■ Try it
Could you copy, exactly as written, every line from the first line of the records through the one containing "(diff shortened: 1 of 5 files shown)"?

(Excerpts from a dataset)
PR #5370, opened 2021-02-15
Add total net amount received

znarf:


server/models/Collective.js
```diff
@@ -2513,6 +2513,24 @@ export default function (Sequelize, DataTypes) {
...
+    };
+    if (startDate) {
+      where.createdAt[Op.gte] = startDate;
+    }
+    return models.Transaction.findOne({
+      attributes: [
+        [Sequelize.fn('COALESCE', Sequelize.fn('SUM', Sequelize.col('netAmountInCollectiveCurrency')), 0), 'total'],
+      ],
+      where,
+    }).then(result => Promise.resolve(parseInt(result.toJSON().total, 10)));
```
Betree, line 2531: It's not new code but I'm surprised by this `.toJSON()`, it doesn't seem efficient. `Promise.resolve` also does not seem necessary.

Betree (approved):

server/models/Collective.js
znarf: Agree. Will keep it like this for now.

PR #5371, opened 2021-02-15
Add orderBy to account.members

znarf:
Similar to what we have in `memberOf`.

Was asked on support by an API user.


Betree (approved):
No blocker, it's good to have an `orderBy` to make sure results are always returned in the same order.

PR #5372, opened 2021-02-15
Exclude refunded transactions from totalAmountReceived

znarf:
- remove useless Promise.resolve
- use dataValues instead of toJSON


Betree (approved):
Nice, this should cover everything

PR #5397, opened 2021-02-22
Various enhancements for pending bank transfers

Betree:
Fix https://github.com/opencollective/opencollective/issues/3916

- Mark unpaid crash when already refunded in the past
- Bold reference for pending orders
- Add info about the processing time for the "expense paid" email

image

### DIFF
--- a/server/graphql/common/expenses.ts
+++ b/server/graphql/common/expenses.ts
@@ -1005,7 +1005,7 @@ export async function markExpenseAsUnpaid(req, ExpenseId, processorFeeRefunded):
     }
 
     const transaction = await models.Transaction.findOne({
-      where: { ExpenseId },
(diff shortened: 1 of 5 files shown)


server/graphql/common/expenses.ts
```diff
@@ -1005,7 +1005,7 @@ export async function markExpenseAsUnpaid(req, ExpenseId, processorFeeRefunded):
     }
 
     const transaction = await models.Transaction.findOne({
-      where: { ExpenseId },
+      where: { ExpenseId, RefundTransactionId: null },
```
Betree, line 1008: Made this quick fix while I was there, steps were:
- Pay expense
- Mark it as unpaid
- Pay again
- Mark it as unpaid
- ==> See crash, "Transaction already refunded"

kewitz (approved):

PR #5402, opened 2021-02-22
Add Platform Tips Support for Funds Modal

SudharakaP:
Related to https://github.com/opencollective/opencollective/issues/3652


server/graphql/v1/mutations/orders.js
```diff
@@ -946,6 +947,12 @@ export async function addFundsToCollective(order, remoteUser) {
     orderData.data.platformFeePercent = order.platformFeePercent;
   }
 
+  if (!isNil(order.platformTipPercent)) {
```
Betree, line 950: We don't do it for `hostFeePercent` and `platformFeePercent`, but it would actually be nice to make sure this number is between 0 and 100 (I'm not sure if we verify that later in the process).

server/paymentProviders/opencollective/host.js
```diff
@@ -57,6 +65,9 @@ paymentMethodProvider.processOrder = async order => {
     platformFeeInHostCurrency,
     paymentProcessorFeeInHostCurrency: 0,
     description: order.description,
+    data: {
+      isFeesOnTop: order.data?.isFeesOnTop,
```
znarf, line 69: Should ideally be a boolean, instead of being loosely false (null/undefined).

server/paymentProviders/opencollective/host.js
```diff
@@ -24,7 +26,13 @@ paymentMethodProvider.processOrder = async order => {
...
 
   const hostFeePercent = await getHostFeePercent(order);
-  const platformFeePercent = await getPlatformFeePercent(order);
+
+  let platformFeePercent;
+  if (order.data.platformTipPercent) {
+    platformFeePercent = order.data.platformTipPercent;
+  } else {
+    platformFeePercent = await getPlatformFeePercent(order);
+  }
```
znarf, line 35: The goal of the `getPlatformFeePercent` utility is to centralize all the complexity. 

I think we should move `data.platformTipPercent` handling is the method itself.

server/graphql/v1/mutations/orders.js
SudharakaP: @Betree : Thanks. 👍🏽 . Done, I've added the validations for `hostFeePercent` and `platformFeePercent` as well. 😄

server/paymentProviders/opencollective/host.js
SudharakaP: Done. 👍🏽

server/paymentProviders/opencollective/host.js
SudharakaP: Done. 👍🏽

SudharakaP:
@Betree @znarf : Changes have been made based on the reviews. I'll work on adding some tests to this today as discussed. Let me know if you see anything else. 😄

SudharakaP:
> @Betree @znarf : Changes have been made based on the reviews. I'll work on adding some tests to this today as discussed. Let me know if you see anything else. smile

I've created some tests for the `AddFundsMutation`. Please take a look and let me know if there's anything missing or if you see any other issues. 😄

server/graphql/v2/mutation/AddFundsMutations.ts
```diff
@@ -16,6 +16,7 @@ export const addFundsMutation = {
     description: { type: new GraphQLNonNull(GraphQLString) },
     hostFeePercent: { type: new GraphQLNonNull(GraphQLInt) },
     platformFeePercent: { type: GraphQLInt, description: 'Can only be set if root' },
+    platformTipPercent: { type: GraphQLInt },
```
kewitz, line 19: I don't like this because it limits the tip to increments of 1% of the total value.
This also increases the complexity of the logic down below.
My suggestion is to always pass the `platformTip` as an absolute value in cents.

server/graphql/v1/mutations/orders.js
```diff
@@ -947,6 +948,12 @@ export async function addFundsToCollective(order, remoteUser) {
...
+    orderData.data.isFeesOnTop = true;
+    orderData.data.platformFee = calcFee(order.totalAmount, order.platformTipPercent);
+    orderData.data.platformTipPercent = order.platformTipPercent;
```
kewitz, line 954: Can be simplified if we pass the absolute `platformFee` amount.

server/graphql/v1/mutations/collectives.js
```diff
@@ -196,6 +196,7 @@ export async function createCollectiveFromGithub(_, args, req) {
     const host = await models.Collective.findByPk(defaultHostCollective('opensource').CollectiveId);
     const promises = [
       collective.addUserWithRole(user, roles.ADMIN),
+      host.addUserWithRole(user, roles.ADMIN),
```
kewitz, line 199: :red_circle: this is not safe and can't be merged. Set up the E2E test to bypass the limitation.

kewitz (changes requested):

server/graphql/v2/mutation/AddFundsMutations.ts
SudharakaP: @kewitz : I was wondering an alternative which is to make the `platformTipPercent` a float. The reason is that even if we remove the below logic, the `calcFee` will still need to be done within the (`getPlatformFeePercent`)[https://github.com/opencollective/opencollective-api/blob/059780c1a791adfb16380d3f9c7ce4d2e752fac1/server/lib/payments.js#L589] method. WDYT? 🤔

kewitz: You can just ignore the `getPlatformFeePercent` if you have the `platformTip`.
Why? Well, despite their name, basically they're too different things. Also, due to our business logic, we're deprecating platform fees in favor of tips and it is currently not possible to collect both on the same transaction.

SudharakaP: @kewitz : Thanks that makes sense. 👍🏽

server/graphql/v1/mutations/collectives.js
SudharakaP: @kewitz : Maybe I am missing something here, but my thinking is that the preceding `if` block; `if (config.env !== 'production' && user.email.match(/.*test.*@opencollective.com$/))` makes sure this only executes for E2E tests. 

The problem I am trying to solve here is that our E2E tests doesn't support logging in as a host admin (only just a collective admin). Maybe thinking further I think we could add a condition such that when a user passes a test email of the form `testuser+host@opencollective.com` where we can check for the `host` keyword within the test email here and only execute this condition for that particular case. Something like, 

```
if (user.email.match(<host-keyword-match-regex>)){
  host.addUserWithRole(user, roles.ADMIN),
}
```
WDYT? 🤔

SudharakaP: As discussed I've added a condition to support emails such as `testuser+host@opencollective.com` here. We probably need to update the [documentation](https://docs.opencollective.com/help/contributing/development/testing-with-cypress) as well, I'll do that in a separate PR. 😄

SudharakaP:
@kewitz : I've resolved all the reviews you pointed out; also note that I've added this host user creation instruction at https://github.com/opencollective/documentation/pull/103. Let me know if you have any further suggestions. 😄

server/graphql/v2/mutation/AddFundsMutations.ts
```diff
@@ -26,6 +27,19 @@ export const addFundsMutation = {
...
+    } else if (!(args.platformFeePercent >= 0 && args.platformFeePercent <= 100)) {
+      percentValidationFailPoint = 'platformFeePercent';
+    }
+
+    if (percentValidationFailPoint) {
+      throw new ValidationFailed(
+        `${percentValidationFailPoint} is a percentage and therefore should be between 0 and 100.`,
+      );
+    }
+
```
kewitz, line 42: For readability purposes, I suggest you to avoid negated conditionals and use two simple throws:
```suggestion
    if (args.hostFeePercent < 0 || args.hostFeePercent > 100) {
      throw new ValidationFailed('hostFeePercent should be a value between 0 and 100.');
    } else if (args.platformFeePercent < 0 || args.platformFeePercent > 100)) {
      throw new ValidationFailed('platformFeePercent should be a value between 0 and 100.');
    }

```

server/models/Transaction.js
```diff
@@ -435,6 +435,20 @@ export default (Sequelize, DataTypes) => {
     return exportToCSV(transactions, attributes, getColumnName, processValue);
   };
 
+  Transaction.createPlatformTipTransaction = async transaction => {
```
kewitz, line 438: I think we should keep logic within the `processOrder` function.
My reasoning here is that this special condition only applies to funds for now and this function can cause some confusion with the `feesOnTop` one.

server/graphql/v2/mutation/AddFundsMutations.ts
SudharakaP: Thanks. Done. 👍🏽

server/models/Transaction.js
SudharakaP: @kewitz : Thanks. Done, let me know if you see any further issues. 😄

kewitz (approved):

SudharakaP:
Probably needs one more review as this is changed to support the [new design](https://www.figma.com/file/ZQBMWhnGGtRWeIZknFW1eP/OC.com-Production-Ready-%E2%9C%85?node-id=10518%3A29405); now I am sending two requests. The first one for the addition of the fund and the second one to add the platform tips. 😄

server/paymentProviders/opencollective/host.js
```diff
@@ -16,6 +16,20 @@ paymentMethodProvider.getBalance = () => {
...
 
+paymentMethodProvider.createPlatformTipTransaction = async transaction => {
+  const platformTipTransaction = {
+    ...transaction,
+    amount: transaction.platformTipInHostCurrency,
+    description: 'Financial contribution (Platform Tip) to Open Collective',
+    netAmountInCollectiveCurrency: transaction.platformTipInHostCurrency,
+    FromCollectiveId: transaction.HostCollectiveId,
+    CollectiveId: 8686, // Open Collective (Organization)
+    platformTipInHostCurrency: undefined,
```
znarf, line 27: Was this checked with @kewitz. Will this be taken in consideration in the settlement invoice?

znarf: If this is similar to a Bank Transfer then it should be good.

znarf (commented):
Looks good to me. A small simplification would be great as we don't have to support amount=0.

Let's make sure with @kewitz that it's properly accounted in the settlement invoice for the Host.

server/paymentProviders/opencollective/host.js
SudharakaP: @kewitz : I think you reviewed this before; but if you don't mind can you do a review again as we changed the code a bit (mostly on the front-end) with the new design updates. 😄

server/paymentProviders/opencollective/host.js
```diff
@@ -16,6 +16,20 @@ paymentMethodProvider.getBalance = () => {
   return Promise.resolve(maxInteger);
 };
 
+paymentMethodProvider.createPlatformTipTransaction = async transaction => {
```
kewitz, line 19: We already have a function for that called `Transaction.createFeesOnTopTransaction`.
That function is automatically called by `Transaction.createFromPayload` if `transaction.data?.isFeesOnTop && transaction.platformFeeInHostCurrency`.

Do we really need this logic here?

server/paymentProviders/opencollective/host.js
kewitz: @SudharakaP
This is missing `PlatformTipForTransactionGroup` and the value should be calculated and stored in USD, OpenCollective's currency.
`data.hostToPlatformFxRate` will also need to be calculated in the case host's currency is not USD.
I strongly recommend using `Transaction.createFeesOnTopTransaction` through `Transaction.createFromPayload`.
Check `createFeesOnTopTransaction` out and let me know how this differs from this one and we can discuss the best way forward.

kewitz (changes requested):

server/lib/payments.js
```diff
@@ -389,7 +390,7 @@ const validatePayment = payment => {
     throw new Error('Interval should be null, month or year.');
   }
 
-  if (!payment.amount) {
+  if (!payment.amount && !payment.platformTip) {
```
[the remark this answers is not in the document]
SudharakaP: @kewitz : The `platformTip` might not be populated on every case; but this is done so that after the `payment.amount` is paid the user adds the platform tip (in the second modal) and in that case the `payment.amount` is will be null or undefined whereas we do send the platform tip. So the payment has to go through with only the `platformTip`. 😄

server/paymentProviders/opencollective/host.js
SudharakaP: @kewitz : My understanding is that the `createFeesOnTopTransaction` is done when we have a transaction and some fee on top of it. So we send the amount and the fee in a single transaction. However as per the new changes to the front-end what we have now is two sections of the modal. Where the first request sends the transaction amount which goes from the source to the collective. And the platform tip is sent separately in the second part of the modal. In this case the `amount` is undefined and the platform tip should go from the host to opencollective which I think feesOnTop doesn't handle). Which is why I am having this function. Does that make sense? Maybe we'll arrange a call to clarify this further. 😄

SudharakaP:
@kewitz : I've made some small differences to your code review (had to add one field for the transaction to make it work correctly; 24836d6) and re-based. I think now this is good. Let me know if you have any further reviews. 😄

server/paymentProviders/opencollective/host.js
```diff
@@ -16,6 +18,24 @@ paymentMethodProvider.getBalance = () => {
   return Promise.resolve(maxInteger);
 };
 
+paymentMethodProvider.createPlatformTipTransaction = async payload => {
+  const transaction = payload.transaction;
+  const TransactionGroup = transaction.TransactionGroup || uuid();
+  const donationTransaction = {
+    ...transaction,
+    amount: transaction.data.platformTipInHostCurrency,
```
Betree, line 26: This was added recently

```suggestion
    amount: transaction.data.platformTipInHostCurrency,
    kind: TransactionKind.PLATFORM_TIP,
```

server/graphql/v1/mutations/collectives.js
```diff
@@ -200,6 +200,9 @@ export async function createCollectiveFromGithub(_, args, req) {
     collectiveData.LastEditedByUserId = user.id;
     collective = await models.Collective.create(collectiveData);
     const host = await models.Collective.findByPk(defaultHostCollective('opensource').CollectiveId);
+    if (user.email.match(/.*test.*host@opencollective.com$/)) {
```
PR #5424, opened 2021-02-24
Behavior consistency when an expense gets paid

Betree:
Require https://github.com/opencollective/opencollective-frontend/pull/5938

This PR addresses behavior inconsistencies when expenses get paid, mainly in the `CONTRIBUTOR` member creation and the "Expense paid" activity creation.

- Fix https://github.com/opencollective/opencollective/issues/2753: The new code now checks if a member exists before creating it and the migration makes sure we delete the duplicates

- Fix the missing member issue reported in [Slack](https://opencollective.slack.com/archives/C0RMV6F8C/p1614133975019300)
We were only adding users as contributors when the expense was paid manually. I've moved the member creation in `setPaid` to make sure we always create the entry, regardless of how the expense was paid. The migration takes care of creating all the entries that we missed.

- Fix missing webhook notifications: there was no `createActivity` when paying an expense with PayPal

### DIFF
--- a/server/graphql/common/expenses.ts
+++ b/server/graphql/common/expenses.ts
@@ -684,21 +684,10 @@ export async function deleteExpense(req, expenseId): Promise<typeof models.Expen
 }
 
 /** Helper that finishes the process of paying an expense */
-async function markExpenseAsPaid(expense, remoteUser): Promise<typeof models.Expense> {
+async function markExpenseAsPaid(expense, remoteUser, isManualPayout = false): Promise<typeof models.Expense> {
   debug('update expense status to PAID', expense.id);
   await expense.setPaid(remoteUser.id);
-
-  // Add user as CONTRIBUTOR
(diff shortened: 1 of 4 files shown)


server/graphql/common/expenses.ts
```diff
@@ -736,7 +725,7 @@ async function payExpenseWithPayPal(remoteUser, expense, host, paymentMethod, to
       fees['hostFeeInHostCurrency'],
       fees['platformFeeInHostCurrency'],
     );
-    expense.setPaid(remoteUser.id);
+    await markExpenseAsPaid(expense, remoteUser);
```
Betree, line 728: This is what fixes https://opencollective.freshdesk.com/a/tickets/13223: `markExpenseAsPaid` also creates the activity.

snitin315 (approved):
Thanks 🚀

PR #5430, opened 2021-02-25
Expense: Create activity when draft expense gets verified

Betree:
Fix https://github.com/opencollective/opencollective/issues/4020 (https://opencollective.freshdesk.com/a/tickets/13223)

This PR will trigger a `COLLECTIVE_EXPENSE_CREATED` activity when a draft is verified, but it won't send the associated email (only the webhooks will be triggered).

@kewitz I'm wondering a few things:
1. Are collective admins notified in some way when there's a new draft? Can they see them listed somewhere?
2. Don't we want to send a "New expense" email notification too when the expense gets verified?
3. If the answer to (1) is yes, shouldn't we generate the `COLLECTIVE_EXPENSE_CREATED` activity when the draft gets created?

### DIFF
--- a/server/graphql/v2/mutation/ExpenseMutations.ts
+++ b/server/graphql/v2/mutation/ExpenseMutations.ts
@@ -440,7 +440,7 @@ const expenseMutations = {
       // Technically the expense was already created, but it was a draft. It truly becomes visible
       // for everyone (especially admins) at this point, so it's the right time to trigger `COLLECTIVE_EXPENSE_CREATED`
       await expense
-        .createActivity(activities.COLLECTIVE_EXPENSE_CREATED, req.remoteUser, { skipEmail: true })
+        .createActivity(activities.COLLECTIVE_EXPENSE_CREATED, req.remoteUser)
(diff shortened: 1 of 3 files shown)


kewitz (approved):
:cherries: :cake: :ok_hand:.

kewitz:
@Betree only the invited person is notified through COLLECTIVE_EXPENSE_INVITE_DRAFTED.
My rationale was that since the draft is temporary, I wouldn't like to bother collective admins if this draft never becomes an expense.
This is a good catch, and I think it makes sense to notify admins when the draft becomes a pending expense. This part was missing.

Betree:
> @Betree only the invited person is notified through COLLECTIVE_EXPENSE_INVITE_DRAFTED.
> My rationale was that since the draft is temporary, I wouldn't like to bother collective admins if this draft never becomes an expense.
> This is a good catch, and I think it makes sense to notify admins when the draft becomes a pending expense. This part was missing.

Ok, I'll remove the `skipEmail` to make sure they get an email notification then. Thanks!

PR #5431, opened 2021-02-25
Update currency handling for PayPal payments

znarf:
It's currently stored in a `hostCurrency` that doesn't necessarily match the host currency.

Can be reproduced when the Order currency doesn't match the host currency: "I have a Collective in USD on a Fiscal Host in EUR, when someone make a PayPal payment initiated in USD, it will be stored in USD instead of EUR".

Only one occurrence:

```
SELECT * FROM "Transactions", "PaymentMethods", "Collectives" as "Hosts"
WHERE "Transactions"."PaymentMethodId" = "PaymentMethods"."id"
AND "Transactions"."deletedAt" IS NULL
AND "PaymentMethods"."service" = 'paypal' AND "PaymentMethods"."type" = 'payment'
AND "Hosts"."id" = "Transactions"."HostCollectiveId"
AND "Hosts"."currency" != "Transactions"."hostCurrency";
```

### DIFF
--- a/server/paymentProviders/paypal/payment.js
+++ b/server/paymentProviders/paypal/payment.js
@@ -3,6 +3,7 @@ import { get } from 'lodash';
 import fetch from 'node-fetch';
 
 import * as constants from '../../constants/transactions';
+import { getFxRate } from '../../lib/currency';
 import logger from '../../lib/logger';
 import { floatAmountToCents } from '../../lib/math';
 import { getHostFee, getPlatformFee } from '../../lib/payments';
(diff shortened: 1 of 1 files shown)


server/paymentProviders/paypal/payment.js
```diff
@@ -123,40 +124,51 @@ export async function executePayment(order) {
...
-  const paypalFee = parseFloat(get(transaction, 'related_resources.0.sale.transaction_fee.value', '0.0'));
-  const amountFromPayPalInCents = floatAmountToCents(amountFromPayPal);
-  const paypalFeeInCents = floatAmountToCents(paypalFee);
-  const currencyFromPayPal = transaction.amount.currency;
 
-  // TODO: Double check why in one case we're using amountFromPayPalInCents and in the other order.totalAmount
-  const hostFeeInHostCurrency = await getHostFee(amountFromPayPalInCents, order);
-  const platformFeeInHostCurrency = await getPlatformFee(order.totalAmount, order);
+  const amount = floatAmountToCents(parseFloat(transaction.amount.total));
+  const currency = transaction.amount.currency;
```
kewitz, line 129: The assumption here is that this currency is equal to the collective currency.
It is implicit in the API, but from the frontend, this currency is set to be `tier.amount.currency || collective.currency`, which validates the assumption.

server/paymentProviders/paypal/payment.js
```diff
@@ -123,40 +124,51 @@ export async function executePayment(order) {
...
+
+  const paypalTransactionFee = parseFloat(get(transaction, 'related_resources.0.sale.transaction_fee.value', '0.0'));
+  const paymentProcessorFee = floatAmountToCents(paypalTransactionFee);
```
kewitz, line 132: :ice_cream:  Could join and make it a single assignment.

server/paymentProviders/paypal/payment.js
```diff
@@ -123,40 +124,51 @@ export async function executePayment(order) {
...
+
+  const host = await order.collective.getHostCollective();
+  if (!host) {
+    throw new Error(`Cannot create transaction: collective id ${order.collective.id} doesn't have a host`);
+  }
+  const hostCurrency = host.currency;
```
kewitz, line 138: :ok_hand:

kewitz (approved):
Nice, LGTM!

PR #6550, opened 2021-09-03
refact: optimize Wise pay-batch endpoint

kewitz:
Resolves https://github.com/opencollective/opencollective/issues/4728

This endpoint sometimes timeouts for specific hosts and I'm not completely sure why.
I'm trying to simplify the query here to see if I can get rid of this issue.


Betree (commented):
Fetching by `id` is supposedly super performant, I'm not convinced that this change will make a strong difference. Do you have more data (Sentry issue? Something to look for in the logs?) that we could exploit to better understand the problem?

server/controllers/transferwise.ts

■ Output of the task
PR #5370, opened 2021-02-15
Add total net amount received

znarf:


server/models/Collective.js
```diff
@@ -2513,6 +2513,24 @@ export default function (Sequelize, DataTypes) {
...
+    };
+    if (startDate) {
+      where.createdAt[Op.gte] = startDate;
+    }
+    return models.Transaction.findOne({
+      attributes: [
+        [Sequelize.fn('COALESCE', Sequelize.fn('SUM', Sequelize.col('netAmountInCollectiveCurrency')), 0), 'total'],
+      ],
+      where,
+    }).then(result => Promise.resolve(parseInt(result.toJSON().total, 10)));
```
Betree, line 2531: It's not new code but I'm surprised by this `.toJSON()`, it doesn't seem efficient. `Promise.resolve` also does not seem necessary.

Betree (approved):

server/models/Collective.js
znarf: Agree. Will keep it like this for now.

PR #5371, opened 2021-02-15
Add orderBy to account.members

znarf:
Similar to what we have in `memberOf`.

Was asked on support by an API user.


Betree (approved):
No blocker, it's good to have an `orderBy` to make sure results are always returned in the same order.

PR #5372, opened 2021-02-15
Exclude refunded transactions from totalAmountReceived

znarf:
- remove useless Promise.resolve
- use dataValues instead of toJSON


Betree (approved):
Nice, this should cover everything

PR #5397, opened 2021-02-22
Various enhancements for pending bank transfers

Betree:
Fix https://github.com/opencollective/opencollective/issues/3916

- Mark unpaid crash when already refunded in the past
- Bold reference for pending orders
- Add info about the processing time for the "expense paid" email

image

### DIFF
--- a/server/graphql/common/expenses.ts
+++ b/server/graphql/common/expenses.ts
@@ -1005,7 +1005,7 @@ export async function markExpenseAsUnpaid(req, ExpenseId, processorFeeRefunded):
     }
 
     const transaction = await models.Transaction.findOne({
-      where: { ExpenseId },
(diff shortened: 1 of 5 files shown)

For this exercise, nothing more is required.